Data records:
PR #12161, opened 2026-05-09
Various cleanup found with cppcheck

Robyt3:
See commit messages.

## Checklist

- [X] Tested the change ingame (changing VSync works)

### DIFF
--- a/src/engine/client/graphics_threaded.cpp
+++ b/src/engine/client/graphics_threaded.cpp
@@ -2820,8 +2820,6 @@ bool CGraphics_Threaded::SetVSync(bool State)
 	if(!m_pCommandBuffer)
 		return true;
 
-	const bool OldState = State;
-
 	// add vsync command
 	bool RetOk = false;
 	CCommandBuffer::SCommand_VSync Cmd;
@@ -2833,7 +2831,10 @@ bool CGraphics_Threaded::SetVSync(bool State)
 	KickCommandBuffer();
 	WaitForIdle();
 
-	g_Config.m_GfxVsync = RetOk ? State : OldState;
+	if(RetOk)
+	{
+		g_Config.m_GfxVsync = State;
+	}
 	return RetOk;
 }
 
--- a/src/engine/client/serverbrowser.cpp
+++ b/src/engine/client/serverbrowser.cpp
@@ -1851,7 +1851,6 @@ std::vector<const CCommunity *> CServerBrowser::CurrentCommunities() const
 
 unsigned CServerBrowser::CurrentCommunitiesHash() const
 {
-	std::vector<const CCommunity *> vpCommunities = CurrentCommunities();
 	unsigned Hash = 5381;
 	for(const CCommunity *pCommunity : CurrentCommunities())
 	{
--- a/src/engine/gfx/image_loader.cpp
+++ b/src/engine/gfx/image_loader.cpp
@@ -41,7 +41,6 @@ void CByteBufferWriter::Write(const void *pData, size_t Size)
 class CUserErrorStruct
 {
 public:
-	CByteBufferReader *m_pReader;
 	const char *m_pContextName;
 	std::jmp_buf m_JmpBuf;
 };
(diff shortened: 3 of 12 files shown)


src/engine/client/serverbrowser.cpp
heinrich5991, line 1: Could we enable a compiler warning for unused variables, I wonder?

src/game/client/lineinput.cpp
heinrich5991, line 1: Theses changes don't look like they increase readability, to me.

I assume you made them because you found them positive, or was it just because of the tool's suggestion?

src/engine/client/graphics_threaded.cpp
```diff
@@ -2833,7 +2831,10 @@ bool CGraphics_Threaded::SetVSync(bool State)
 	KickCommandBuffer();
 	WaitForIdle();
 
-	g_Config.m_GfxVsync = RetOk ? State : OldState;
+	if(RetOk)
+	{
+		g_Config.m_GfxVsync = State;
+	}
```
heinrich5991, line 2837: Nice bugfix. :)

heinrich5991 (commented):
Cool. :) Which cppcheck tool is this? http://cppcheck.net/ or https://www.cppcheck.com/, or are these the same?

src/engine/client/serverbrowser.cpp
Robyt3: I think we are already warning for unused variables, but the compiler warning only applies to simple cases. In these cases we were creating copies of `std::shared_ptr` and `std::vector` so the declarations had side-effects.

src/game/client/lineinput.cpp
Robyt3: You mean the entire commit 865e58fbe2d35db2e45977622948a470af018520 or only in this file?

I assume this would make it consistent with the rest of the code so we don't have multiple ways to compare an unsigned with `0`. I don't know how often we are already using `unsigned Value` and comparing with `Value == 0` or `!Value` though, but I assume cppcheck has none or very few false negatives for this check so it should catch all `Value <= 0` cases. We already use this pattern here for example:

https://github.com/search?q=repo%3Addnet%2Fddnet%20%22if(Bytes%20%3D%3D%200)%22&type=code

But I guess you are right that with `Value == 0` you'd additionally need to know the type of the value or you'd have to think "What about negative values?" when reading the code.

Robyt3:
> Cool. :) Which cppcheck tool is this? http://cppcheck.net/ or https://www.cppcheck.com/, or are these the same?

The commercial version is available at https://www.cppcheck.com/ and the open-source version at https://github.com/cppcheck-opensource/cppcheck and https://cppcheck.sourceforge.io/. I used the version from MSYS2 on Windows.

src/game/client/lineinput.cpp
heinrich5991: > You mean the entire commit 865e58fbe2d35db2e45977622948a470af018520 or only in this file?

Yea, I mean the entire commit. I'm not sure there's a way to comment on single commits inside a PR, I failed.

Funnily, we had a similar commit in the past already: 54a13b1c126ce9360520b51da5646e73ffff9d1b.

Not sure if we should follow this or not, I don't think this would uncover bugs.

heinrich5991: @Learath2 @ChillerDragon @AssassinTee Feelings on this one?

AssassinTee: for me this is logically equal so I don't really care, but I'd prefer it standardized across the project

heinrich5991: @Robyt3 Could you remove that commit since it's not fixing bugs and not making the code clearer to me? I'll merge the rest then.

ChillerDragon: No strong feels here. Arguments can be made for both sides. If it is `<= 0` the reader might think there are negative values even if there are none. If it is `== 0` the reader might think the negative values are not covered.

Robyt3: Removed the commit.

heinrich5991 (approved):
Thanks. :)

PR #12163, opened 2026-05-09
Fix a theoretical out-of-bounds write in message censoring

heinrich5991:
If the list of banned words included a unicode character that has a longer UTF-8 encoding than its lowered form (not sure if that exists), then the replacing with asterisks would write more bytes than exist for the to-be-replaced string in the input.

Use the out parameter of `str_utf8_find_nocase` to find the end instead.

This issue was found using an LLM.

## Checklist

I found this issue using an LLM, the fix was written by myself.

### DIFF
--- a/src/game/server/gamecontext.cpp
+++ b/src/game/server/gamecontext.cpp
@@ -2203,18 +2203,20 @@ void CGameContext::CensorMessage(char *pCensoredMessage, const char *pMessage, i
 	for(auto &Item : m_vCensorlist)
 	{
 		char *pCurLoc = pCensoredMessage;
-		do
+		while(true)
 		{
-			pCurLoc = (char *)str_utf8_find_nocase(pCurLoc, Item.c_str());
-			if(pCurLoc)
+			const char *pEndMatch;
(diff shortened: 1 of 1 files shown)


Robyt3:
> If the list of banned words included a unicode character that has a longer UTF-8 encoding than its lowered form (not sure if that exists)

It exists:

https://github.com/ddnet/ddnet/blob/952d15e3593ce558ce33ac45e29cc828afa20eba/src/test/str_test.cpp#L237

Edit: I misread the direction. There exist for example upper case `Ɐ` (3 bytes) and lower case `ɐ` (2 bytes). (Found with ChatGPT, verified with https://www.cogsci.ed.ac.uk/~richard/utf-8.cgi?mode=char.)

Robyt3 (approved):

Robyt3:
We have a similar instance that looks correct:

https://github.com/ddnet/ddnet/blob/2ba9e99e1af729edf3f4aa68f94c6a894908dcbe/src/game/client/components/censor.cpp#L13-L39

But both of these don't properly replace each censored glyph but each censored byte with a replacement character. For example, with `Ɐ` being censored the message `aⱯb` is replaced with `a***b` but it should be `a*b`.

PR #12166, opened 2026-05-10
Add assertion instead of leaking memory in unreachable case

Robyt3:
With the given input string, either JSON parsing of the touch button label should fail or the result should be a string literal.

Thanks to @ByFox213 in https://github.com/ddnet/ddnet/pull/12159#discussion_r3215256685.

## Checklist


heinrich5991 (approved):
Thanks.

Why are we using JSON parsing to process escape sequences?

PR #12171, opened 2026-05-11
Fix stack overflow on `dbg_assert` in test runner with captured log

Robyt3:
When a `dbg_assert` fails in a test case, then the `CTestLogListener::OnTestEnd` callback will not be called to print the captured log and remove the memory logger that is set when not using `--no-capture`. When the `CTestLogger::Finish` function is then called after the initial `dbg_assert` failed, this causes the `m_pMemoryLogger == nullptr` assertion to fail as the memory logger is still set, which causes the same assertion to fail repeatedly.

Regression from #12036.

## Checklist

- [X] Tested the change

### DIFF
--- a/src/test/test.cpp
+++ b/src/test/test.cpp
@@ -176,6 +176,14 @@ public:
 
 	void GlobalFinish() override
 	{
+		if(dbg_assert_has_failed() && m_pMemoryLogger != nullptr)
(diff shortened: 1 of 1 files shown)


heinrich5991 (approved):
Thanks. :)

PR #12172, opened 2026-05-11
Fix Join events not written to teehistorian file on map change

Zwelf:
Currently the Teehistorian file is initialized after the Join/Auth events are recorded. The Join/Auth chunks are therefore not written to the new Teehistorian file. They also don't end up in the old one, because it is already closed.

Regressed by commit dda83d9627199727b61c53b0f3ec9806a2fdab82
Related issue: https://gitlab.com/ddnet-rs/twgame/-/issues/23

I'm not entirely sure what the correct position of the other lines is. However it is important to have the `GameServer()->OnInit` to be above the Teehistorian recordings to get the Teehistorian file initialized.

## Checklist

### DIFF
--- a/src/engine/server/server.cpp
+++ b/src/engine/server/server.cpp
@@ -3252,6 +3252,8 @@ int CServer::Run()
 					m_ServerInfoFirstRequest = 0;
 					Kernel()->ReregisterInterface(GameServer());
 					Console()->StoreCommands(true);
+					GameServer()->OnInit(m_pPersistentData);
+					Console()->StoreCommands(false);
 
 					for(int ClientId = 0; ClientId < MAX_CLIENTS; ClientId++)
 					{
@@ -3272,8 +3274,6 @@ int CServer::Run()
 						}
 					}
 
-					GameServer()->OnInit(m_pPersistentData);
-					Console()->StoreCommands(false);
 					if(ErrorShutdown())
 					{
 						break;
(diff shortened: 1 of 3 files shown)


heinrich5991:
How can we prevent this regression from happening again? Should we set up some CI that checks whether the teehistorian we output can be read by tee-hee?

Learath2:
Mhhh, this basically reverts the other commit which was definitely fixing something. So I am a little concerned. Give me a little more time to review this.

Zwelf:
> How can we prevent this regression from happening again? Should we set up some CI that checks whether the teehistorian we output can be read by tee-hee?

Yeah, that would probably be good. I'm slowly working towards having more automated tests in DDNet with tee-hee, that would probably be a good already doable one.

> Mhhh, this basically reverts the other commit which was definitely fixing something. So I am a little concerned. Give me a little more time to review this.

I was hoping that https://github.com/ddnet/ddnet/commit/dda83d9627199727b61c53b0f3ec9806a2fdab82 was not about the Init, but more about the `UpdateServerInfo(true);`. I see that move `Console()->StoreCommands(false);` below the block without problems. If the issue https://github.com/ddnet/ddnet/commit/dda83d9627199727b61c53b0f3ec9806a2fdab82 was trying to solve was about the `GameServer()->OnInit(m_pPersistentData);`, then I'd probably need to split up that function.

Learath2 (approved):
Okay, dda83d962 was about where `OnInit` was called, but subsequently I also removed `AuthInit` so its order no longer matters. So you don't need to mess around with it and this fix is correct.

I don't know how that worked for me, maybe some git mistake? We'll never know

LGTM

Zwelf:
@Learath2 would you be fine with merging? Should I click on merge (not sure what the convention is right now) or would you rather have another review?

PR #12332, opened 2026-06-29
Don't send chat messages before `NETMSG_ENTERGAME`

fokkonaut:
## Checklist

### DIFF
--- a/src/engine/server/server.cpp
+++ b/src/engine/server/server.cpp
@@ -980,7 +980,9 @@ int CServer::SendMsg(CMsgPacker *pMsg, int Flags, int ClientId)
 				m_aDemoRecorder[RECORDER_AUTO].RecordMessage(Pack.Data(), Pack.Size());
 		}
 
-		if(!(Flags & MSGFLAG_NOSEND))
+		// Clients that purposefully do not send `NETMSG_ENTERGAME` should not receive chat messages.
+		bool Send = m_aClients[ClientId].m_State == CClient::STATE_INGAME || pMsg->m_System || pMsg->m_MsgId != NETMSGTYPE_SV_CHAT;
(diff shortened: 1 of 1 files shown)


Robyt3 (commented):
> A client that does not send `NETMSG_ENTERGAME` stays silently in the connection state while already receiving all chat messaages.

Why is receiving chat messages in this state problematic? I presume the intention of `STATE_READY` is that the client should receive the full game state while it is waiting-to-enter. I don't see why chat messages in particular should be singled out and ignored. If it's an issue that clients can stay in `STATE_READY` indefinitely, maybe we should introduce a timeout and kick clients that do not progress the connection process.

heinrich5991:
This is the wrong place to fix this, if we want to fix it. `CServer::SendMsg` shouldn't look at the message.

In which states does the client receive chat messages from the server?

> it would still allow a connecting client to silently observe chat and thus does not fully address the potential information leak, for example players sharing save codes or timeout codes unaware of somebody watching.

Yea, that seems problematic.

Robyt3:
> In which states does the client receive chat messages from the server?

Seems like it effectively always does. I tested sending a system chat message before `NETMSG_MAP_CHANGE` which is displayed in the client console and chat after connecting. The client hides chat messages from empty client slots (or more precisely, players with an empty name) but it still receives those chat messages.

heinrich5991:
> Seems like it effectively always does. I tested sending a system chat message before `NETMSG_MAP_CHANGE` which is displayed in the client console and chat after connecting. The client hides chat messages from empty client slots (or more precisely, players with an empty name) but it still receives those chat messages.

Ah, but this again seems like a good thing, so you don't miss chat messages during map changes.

* Work instruction *
Every line from the line containing "Don't send chat" through the line containing "receive chat messages." in the records above must be retyped exactly. Leave out the rest.

* Response to the exercise *
Don't send chat messages before `NETMSG_ENTERGAME`

fokkonaut:
## Checklist

### DIFF
--- a/src/engine/server/server.cpp
+++ b/src/engine/server/server.cpp
@@ -980,7 +980,9 @@ int CServer::SendMsg(CMsgPacker *pMsg, int Flags, int ClientId)
 				m_aDemoRecorder[RECORDER_AUTO].RecordMessage(Pack.Data(), Pack.Size());
 		}
 
-		if(!(Flags & MSGFLAG_NOSEND))
+		// Clients that purposefully do not send `NETMSG_ENTERGAME` should not receive chat messages.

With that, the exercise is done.